──────── Material for the task ────────

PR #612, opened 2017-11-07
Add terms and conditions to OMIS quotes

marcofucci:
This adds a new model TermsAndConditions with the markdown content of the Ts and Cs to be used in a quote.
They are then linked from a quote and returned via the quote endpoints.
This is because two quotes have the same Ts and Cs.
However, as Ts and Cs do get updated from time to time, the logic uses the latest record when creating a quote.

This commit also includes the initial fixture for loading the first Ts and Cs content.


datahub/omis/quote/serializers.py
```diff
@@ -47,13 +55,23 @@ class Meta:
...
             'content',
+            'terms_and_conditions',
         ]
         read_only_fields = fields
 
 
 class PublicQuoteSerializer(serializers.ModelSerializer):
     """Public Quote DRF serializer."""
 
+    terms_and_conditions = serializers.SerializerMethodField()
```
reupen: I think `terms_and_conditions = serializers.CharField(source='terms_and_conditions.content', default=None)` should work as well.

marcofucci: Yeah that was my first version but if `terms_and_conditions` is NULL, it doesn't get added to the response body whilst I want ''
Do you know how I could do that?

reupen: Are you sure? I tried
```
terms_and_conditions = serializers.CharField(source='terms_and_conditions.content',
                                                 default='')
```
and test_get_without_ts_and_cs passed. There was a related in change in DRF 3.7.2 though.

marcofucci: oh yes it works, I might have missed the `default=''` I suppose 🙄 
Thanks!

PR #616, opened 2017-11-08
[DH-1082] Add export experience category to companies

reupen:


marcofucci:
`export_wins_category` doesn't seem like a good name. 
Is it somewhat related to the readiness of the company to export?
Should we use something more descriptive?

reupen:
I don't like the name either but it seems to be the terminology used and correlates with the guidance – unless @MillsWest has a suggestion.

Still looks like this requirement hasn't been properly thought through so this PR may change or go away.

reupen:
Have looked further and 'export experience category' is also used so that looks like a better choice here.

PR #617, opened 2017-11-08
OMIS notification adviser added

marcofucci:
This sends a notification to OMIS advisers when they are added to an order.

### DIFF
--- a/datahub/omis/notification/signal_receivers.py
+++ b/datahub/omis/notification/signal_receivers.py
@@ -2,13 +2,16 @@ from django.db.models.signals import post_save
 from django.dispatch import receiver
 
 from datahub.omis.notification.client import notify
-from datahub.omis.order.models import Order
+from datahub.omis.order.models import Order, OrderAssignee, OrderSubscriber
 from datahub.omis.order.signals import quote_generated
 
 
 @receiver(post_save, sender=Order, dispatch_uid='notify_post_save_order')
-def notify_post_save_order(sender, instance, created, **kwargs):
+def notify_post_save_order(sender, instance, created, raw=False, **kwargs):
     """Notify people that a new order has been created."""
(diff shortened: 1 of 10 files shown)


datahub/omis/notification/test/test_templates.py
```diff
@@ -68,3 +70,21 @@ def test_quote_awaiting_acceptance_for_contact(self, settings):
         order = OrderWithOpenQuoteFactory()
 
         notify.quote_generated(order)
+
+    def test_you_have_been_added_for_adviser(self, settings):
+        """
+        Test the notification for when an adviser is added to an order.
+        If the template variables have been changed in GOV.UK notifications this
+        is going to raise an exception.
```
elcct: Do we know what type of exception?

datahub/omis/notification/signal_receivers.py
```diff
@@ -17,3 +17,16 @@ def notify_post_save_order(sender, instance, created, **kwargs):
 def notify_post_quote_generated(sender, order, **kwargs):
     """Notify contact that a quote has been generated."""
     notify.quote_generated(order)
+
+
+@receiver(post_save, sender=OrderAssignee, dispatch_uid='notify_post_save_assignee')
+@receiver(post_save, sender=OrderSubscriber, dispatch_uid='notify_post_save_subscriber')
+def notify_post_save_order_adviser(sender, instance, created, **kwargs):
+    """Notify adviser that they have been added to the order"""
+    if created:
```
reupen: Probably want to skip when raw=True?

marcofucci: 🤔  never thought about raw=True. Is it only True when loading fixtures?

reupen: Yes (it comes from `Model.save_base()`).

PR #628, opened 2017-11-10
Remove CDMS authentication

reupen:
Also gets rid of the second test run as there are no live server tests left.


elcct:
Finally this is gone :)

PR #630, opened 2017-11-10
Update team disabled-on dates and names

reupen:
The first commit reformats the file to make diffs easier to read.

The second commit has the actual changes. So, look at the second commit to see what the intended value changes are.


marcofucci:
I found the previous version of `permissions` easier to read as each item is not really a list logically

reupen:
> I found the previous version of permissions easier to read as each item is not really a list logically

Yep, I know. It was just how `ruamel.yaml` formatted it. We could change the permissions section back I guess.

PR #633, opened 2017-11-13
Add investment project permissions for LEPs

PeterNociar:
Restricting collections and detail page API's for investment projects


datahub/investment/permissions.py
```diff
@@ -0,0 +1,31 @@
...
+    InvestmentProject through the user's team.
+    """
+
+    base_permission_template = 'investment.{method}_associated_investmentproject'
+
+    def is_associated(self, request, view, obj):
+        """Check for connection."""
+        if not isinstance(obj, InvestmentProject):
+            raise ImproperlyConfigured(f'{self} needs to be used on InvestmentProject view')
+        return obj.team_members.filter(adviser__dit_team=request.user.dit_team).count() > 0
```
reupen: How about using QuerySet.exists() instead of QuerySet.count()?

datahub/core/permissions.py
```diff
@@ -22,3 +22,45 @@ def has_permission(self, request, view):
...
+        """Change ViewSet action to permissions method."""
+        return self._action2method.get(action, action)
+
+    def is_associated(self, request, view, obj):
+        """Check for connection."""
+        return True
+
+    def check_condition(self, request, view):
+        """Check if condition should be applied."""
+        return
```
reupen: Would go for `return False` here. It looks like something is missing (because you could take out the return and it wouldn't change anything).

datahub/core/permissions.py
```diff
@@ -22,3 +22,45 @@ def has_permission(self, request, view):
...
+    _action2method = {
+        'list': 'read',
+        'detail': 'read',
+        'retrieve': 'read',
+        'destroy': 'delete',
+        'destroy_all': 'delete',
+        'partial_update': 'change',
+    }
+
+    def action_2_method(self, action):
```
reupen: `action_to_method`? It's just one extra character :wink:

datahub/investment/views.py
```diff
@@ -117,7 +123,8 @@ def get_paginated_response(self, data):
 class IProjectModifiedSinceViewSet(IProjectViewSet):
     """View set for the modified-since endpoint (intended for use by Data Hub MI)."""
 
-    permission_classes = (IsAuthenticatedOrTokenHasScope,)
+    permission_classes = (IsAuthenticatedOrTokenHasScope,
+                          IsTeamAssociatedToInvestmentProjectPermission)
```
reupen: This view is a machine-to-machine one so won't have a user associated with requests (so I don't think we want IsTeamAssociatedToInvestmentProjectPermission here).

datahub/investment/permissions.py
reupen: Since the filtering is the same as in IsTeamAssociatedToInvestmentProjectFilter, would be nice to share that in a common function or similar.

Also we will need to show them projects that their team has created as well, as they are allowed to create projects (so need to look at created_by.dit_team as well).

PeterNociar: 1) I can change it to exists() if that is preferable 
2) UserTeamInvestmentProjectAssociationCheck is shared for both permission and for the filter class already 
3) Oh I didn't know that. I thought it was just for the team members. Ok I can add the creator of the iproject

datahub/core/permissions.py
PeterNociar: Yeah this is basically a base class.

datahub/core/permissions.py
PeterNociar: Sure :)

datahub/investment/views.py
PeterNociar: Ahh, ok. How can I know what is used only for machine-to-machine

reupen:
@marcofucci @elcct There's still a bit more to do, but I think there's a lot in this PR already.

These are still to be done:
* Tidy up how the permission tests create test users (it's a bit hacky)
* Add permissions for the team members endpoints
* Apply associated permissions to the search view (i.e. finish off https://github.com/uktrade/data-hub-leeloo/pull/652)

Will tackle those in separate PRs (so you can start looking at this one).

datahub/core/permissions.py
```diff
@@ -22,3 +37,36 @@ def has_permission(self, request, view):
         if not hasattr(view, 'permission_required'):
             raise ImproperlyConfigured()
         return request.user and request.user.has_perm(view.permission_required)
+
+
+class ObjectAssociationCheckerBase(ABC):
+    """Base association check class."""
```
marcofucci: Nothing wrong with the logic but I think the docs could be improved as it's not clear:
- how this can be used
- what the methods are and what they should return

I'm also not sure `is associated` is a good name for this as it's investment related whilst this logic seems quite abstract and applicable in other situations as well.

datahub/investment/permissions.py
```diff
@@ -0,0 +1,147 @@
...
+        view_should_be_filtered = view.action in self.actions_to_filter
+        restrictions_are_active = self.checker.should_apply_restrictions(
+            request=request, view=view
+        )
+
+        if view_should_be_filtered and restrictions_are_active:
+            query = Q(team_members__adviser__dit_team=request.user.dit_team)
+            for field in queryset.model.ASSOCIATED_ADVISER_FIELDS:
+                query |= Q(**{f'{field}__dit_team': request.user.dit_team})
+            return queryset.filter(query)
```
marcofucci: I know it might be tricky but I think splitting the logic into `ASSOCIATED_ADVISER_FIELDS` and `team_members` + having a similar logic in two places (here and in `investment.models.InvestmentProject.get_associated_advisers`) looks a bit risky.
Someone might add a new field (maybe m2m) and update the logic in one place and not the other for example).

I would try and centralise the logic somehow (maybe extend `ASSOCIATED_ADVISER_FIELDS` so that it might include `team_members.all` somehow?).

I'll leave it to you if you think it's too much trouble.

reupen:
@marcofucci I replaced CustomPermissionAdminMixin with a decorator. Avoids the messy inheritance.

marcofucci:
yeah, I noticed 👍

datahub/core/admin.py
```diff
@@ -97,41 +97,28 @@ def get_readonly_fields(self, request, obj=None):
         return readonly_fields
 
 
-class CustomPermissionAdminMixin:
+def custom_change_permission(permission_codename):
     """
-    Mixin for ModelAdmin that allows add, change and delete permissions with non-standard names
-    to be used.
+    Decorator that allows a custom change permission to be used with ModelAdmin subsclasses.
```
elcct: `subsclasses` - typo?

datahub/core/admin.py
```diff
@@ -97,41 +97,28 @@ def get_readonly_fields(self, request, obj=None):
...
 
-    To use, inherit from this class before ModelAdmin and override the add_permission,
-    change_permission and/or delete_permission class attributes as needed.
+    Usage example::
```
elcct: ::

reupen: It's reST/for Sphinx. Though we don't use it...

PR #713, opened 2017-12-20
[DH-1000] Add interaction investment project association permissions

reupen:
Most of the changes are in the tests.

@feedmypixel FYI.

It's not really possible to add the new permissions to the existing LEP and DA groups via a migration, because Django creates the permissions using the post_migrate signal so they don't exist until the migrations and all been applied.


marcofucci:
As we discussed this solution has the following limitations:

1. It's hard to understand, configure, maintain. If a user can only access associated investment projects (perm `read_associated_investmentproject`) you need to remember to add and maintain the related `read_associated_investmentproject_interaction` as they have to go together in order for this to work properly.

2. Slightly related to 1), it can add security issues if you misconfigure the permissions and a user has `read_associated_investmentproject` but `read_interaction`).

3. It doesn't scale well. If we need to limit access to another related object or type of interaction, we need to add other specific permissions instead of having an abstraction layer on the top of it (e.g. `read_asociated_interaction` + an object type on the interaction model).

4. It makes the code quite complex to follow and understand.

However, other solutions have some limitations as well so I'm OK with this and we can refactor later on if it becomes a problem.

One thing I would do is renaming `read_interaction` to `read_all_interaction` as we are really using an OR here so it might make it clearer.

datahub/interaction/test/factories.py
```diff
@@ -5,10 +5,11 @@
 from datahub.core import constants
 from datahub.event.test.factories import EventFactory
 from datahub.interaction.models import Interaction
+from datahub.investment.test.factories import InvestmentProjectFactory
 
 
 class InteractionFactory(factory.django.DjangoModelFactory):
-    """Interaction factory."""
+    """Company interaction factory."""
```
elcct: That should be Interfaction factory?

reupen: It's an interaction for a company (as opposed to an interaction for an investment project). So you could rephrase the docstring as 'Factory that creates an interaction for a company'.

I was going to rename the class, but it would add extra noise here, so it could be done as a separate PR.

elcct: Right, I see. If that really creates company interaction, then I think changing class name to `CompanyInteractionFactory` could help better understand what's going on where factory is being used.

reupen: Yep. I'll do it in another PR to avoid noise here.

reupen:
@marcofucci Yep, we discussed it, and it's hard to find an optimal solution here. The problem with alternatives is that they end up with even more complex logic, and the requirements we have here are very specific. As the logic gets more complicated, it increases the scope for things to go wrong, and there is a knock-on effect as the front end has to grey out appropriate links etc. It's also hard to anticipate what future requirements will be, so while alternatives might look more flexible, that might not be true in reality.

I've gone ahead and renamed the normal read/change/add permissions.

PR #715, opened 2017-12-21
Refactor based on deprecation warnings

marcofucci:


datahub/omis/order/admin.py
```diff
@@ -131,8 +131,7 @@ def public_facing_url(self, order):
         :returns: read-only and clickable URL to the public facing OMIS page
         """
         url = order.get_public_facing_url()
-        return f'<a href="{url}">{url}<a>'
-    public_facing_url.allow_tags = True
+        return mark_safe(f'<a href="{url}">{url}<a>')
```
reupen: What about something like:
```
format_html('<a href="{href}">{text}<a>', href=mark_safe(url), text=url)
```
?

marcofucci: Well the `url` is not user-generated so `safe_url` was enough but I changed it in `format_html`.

────────

Your instructions ::
Repeat, exactly as they stand above, the lines from the line with "[DH-1082] Add export" to the line with "from django.dispatch import receiver", both lines included.

Output ::
[DH-1082] Add export experience category to companies

reupen:


marcofucci:
`export_wins_category` doesn't seem like a good name. 
Is it somewhat related to the readiness of the company to export?
Should we use something more descriptive?

reupen:
I don't like the name either but it seems to be the terminology used and correlates with the guidance – unless @MillsWest has a suggestion.

Still looks like this requirement hasn't been properly thought through so this PR may change or go away.

reupen:
Have looked further and 'export experience category' is also used so that looks like a better choice here.

PR #617, opened 2017-11-08
OMIS notification adviser added

marcofucci:
This sends a notification to OMIS advisers when they are added to an order.

### DIFF
--- a/datahub/omis/notification/signal_receivers.py
+++ b/datahub/omis/notification/signal_receivers.py
@@ -2,13 +2,16 @@ from django.db.models.signals import post_save
 from django.dispatch import receiver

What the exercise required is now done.